Finding this killer tick on the body is not as easy as might be imagined. The animal is picked up from grass stems as the blood donor – human, dog, cat or farm animal – brushes by them. Once on board the tick heads for warm, moist, hairy places. In people this could be the scalp, armpits, chest hair or around the genitals. A thorough check for ticks after a walk should also include between the fingers and toes, the belly button, inside the ears, behind the knees and around the waist.
In dogs hidden ticks are obviously much harder to find until they start to fill with blood. But by that time they will have released a lot of toxin so it’s the symptoms of a tick bite that have to be watched for.
There are 40 types of paralysis ticks, each associated with a different area of the world. The symptoms they inflict on the animals they bite vary depending on the type of tick but in dogs these generally include hind leg weakness, drooling and a husky bark.

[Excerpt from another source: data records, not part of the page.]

PR #383, opened 2021-01-05
Issue 174

### LINKED ISSUE #174: sasjs folder move
There is a bug in `sasjs folder move`

image

The result was:

image

In any case, the behaviour may need to be revisited.  It would be more useful / intuitive if the move command could move AND rename a folder, in which case it would be more like the linux `mv`.  The behaviour would depend on the presence of a trailing `/`.  If a trailing `/` is provided, the folder is moved to the specified parent.  If none provided, then the folder is moved and renamed.

`sasjs folder move <sourcefolder> <targetfolder>`

To enable automated testing, we should also create a `sasjs folder list` command, which will list all the immediate children of a folder (and their types).

## Definition of done:

- [x]  `sasjs folder move /Public/example1 /Public/example2` will rename example1 to example2 (unless example2 exists, in which case it will fail)
- [x] `sasjs folder move /Public/nested/folder /Public/` will move `folder` to `/Public/folder`
- [x]  the presence of a _leading_ `/` determines whether to prepend the path with the value of `appLoc`
- [ ] `sasjs folder list` command created & documented
- [x]  we have automated tests to confirm the above behaviours

medjedovicm:
## Issue

Closes #174 

## Intent

Fixing folder `move` command and adding `list` command. Also adding server tests for each operation.

## Checks

- [x] Reviewer is assigned.


src/commands/folder/spec/folder.spec.server.ts
```diff
@@ -0,0 +1,191 @@
...
+import { folder } from '../index'
+import { generateTimestamp } from '../../../utils/utils'
+import { ServerType, Target } from '@sasjs/utils/types'
+import {
+  removeFromGlobalConfig,
+  saveToGlobalConfig
+} from '../../../utils/config'
+import { Command } from '../../../utils/command'
+
+describe('sasjs job execute', () => {
```
YuryShkoda, line 11: should describe `sasjs folder` command

src/commands/folder/spec/folder.spec.server.ts
```diff
@@ -0,0 +1,191 @@
...
+    done()
+  })
+
+  it('list folder children', async (done) => {
+    const timestamp = generateTimestamp()
+    const testFolderPath = `/Public/app/cli-tests/cli-tests-folder-${timestamp}`
+
+    await createTestFolder(testFolderPath, target.name)
+
+    const commandList1 = new Command(
```
YuryShkoda, line 32: there is no need to add `1` to the variable name here

src/commands/folder/spec/folder.spec.server.ts
```diff
@@ -0,0 +1,191 @@
...
+      `folder list /Public/app/cli-tests -t ${target.name}`
+    )
+    const list1 = await folder(commandList1)
```
YuryShkoda, line 35: there is no need to add `1` to the variable name here

src/commands/folder/spec/folder.spec.server.ts
```diff
@@ -0,0 +1,191 @@
...
+    expect(list1).toContain(`cli-tests-folder-${timestamp}`)
```
YuryShkoda, line 36: it would be better to use RegExp to verify that `cli-tests-folder-${timestamp}` entry is in the right place

src/commands/folder/spec/folder.spec.server.ts
```diff
@@ -0,0 +1,191 @@
...
+  })
+
+  afterAll(async (done) => {
+    await removeFromGlobalConfig(target.name)
+    done()
+  })
+
+  it('list folder children', async (done) => {
+    const timestamp = generateTimestamp()
+    const testFolderPath = `/Public/app/cli-tests/cli-tests-folder-${timestamp}`
```
YuryShkoda, line 28: `testFolderPath` is the same for every test suit, but with a different `timestamp`, so you can create a function returning `testFolderPath`

src/commands/folder/spec/folder.spec.server.ts
```diff
@@ -0,0 +1,191 @@
...
+    done()
+  })
+
+  it('move folders keeping the folder name', async (done) => {
+    const timestamp = generateTimestamp()
+    const testFolderPath = `/Public/app/cli-tests/cli-tests-folder-${timestamp}`
+
+    await createTestFolder(testFolderPath, target.name)
+
+    const commandList1 = new Command(
```
YuryShkoda, line 48: there is no need to add 1 to the variable name here

src/commands/folder/spec/folder.spec.server.ts
```diff
@@ -0,0 +1,191 @@
...
+      `folder list /Public/app/cli-tests -t ${target.name}`
+    )
+    const list1 = await folder(commandList1)
```
YuryShkoda, line 51: there is no need to add 1 to the variable name here

src/commands/folder/spec/folder.spec.server.ts
```diff
@@ -0,0 +1,191 @@
...
+      `folder create ${testFolderPath}/temp/test -t ${target.name}`
+    )
+    await folder(commandCreate2)
+
+    const commandCreate3 = new Command(
+      `folder create ${testFolderPath}/test2 -t ${target.name}`
+    )
+    await folder(commandCreate3)
+
+    const commandMove1 = new Command(
```
YuryShkoda, line 64: there is no need to add 1 to the variable name here

src/commands/folder/spec/folder.spec.server.ts
```diff
@@ -0,0 +1,191 @@
...
+      `folder move ${testFolderPath}/temp ${testFolderPath}/test2 -t ${target.name}`
+    )
+    await folder(commandMove1)
+
+    // Check if operations are executed correctly
+    let folderList1 = await folder(
+      new Command(`folder list ${testFolderPath}/test2 -t ${target.name}`)
+    )
+    expect(folderList1).toContain('temp')
```
YuryShkoda, line 73: it would be better to use RegExp

src/commands/folder/spec/folder.spec.server.ts
```diff
@@ -0,0 +1,191 @@
...
+
+    let folderList2 = await folder(
+      new Command(`folder list ${testFolderPath}/test2/temp -t ${target.name}`)
+    )
+    expect(folderList2).toContain('test')
```
YuryShkoda, line 78: it would be better to use RegExp

src/commands/folder/spec/folder.spec.server.ts
```diff
@@ -0,0 +1,191 @@
...
+
+    await deleteTestFolder(testFolderPath, target.name)
+    done()
+  })
+
+  it('move folder to same location renaming the folder', async (done) => {
```
YuryShkoda, line 84: `move folder to same location renaming the folder` -> `move folder to the same location and rename it`

YuryShkoda (changes requested):

YuryShkoda (approved):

In humans the first sign is usually numbness, tingling and possibly pain in the legs, followed by fatigue and irritability. The next stage is a slow paralysis of the feet that moves gradually upwards. If there is sufficient toxin in the body it will then start to affect the muscles of the chest and head, bringing breathlessness and, in the extreme cases, incapacity of the lungs and death.
The good news is, whichever the species of paralysis tick, the solution to its paralysing effects are the same – prompt removal of the tick. This means the entire insect – body and buried feeding tube – the latter being tricky to pull out because of the barbs. If this can be achieved the symptoms subside in two or three days; gone as quickly as they arose.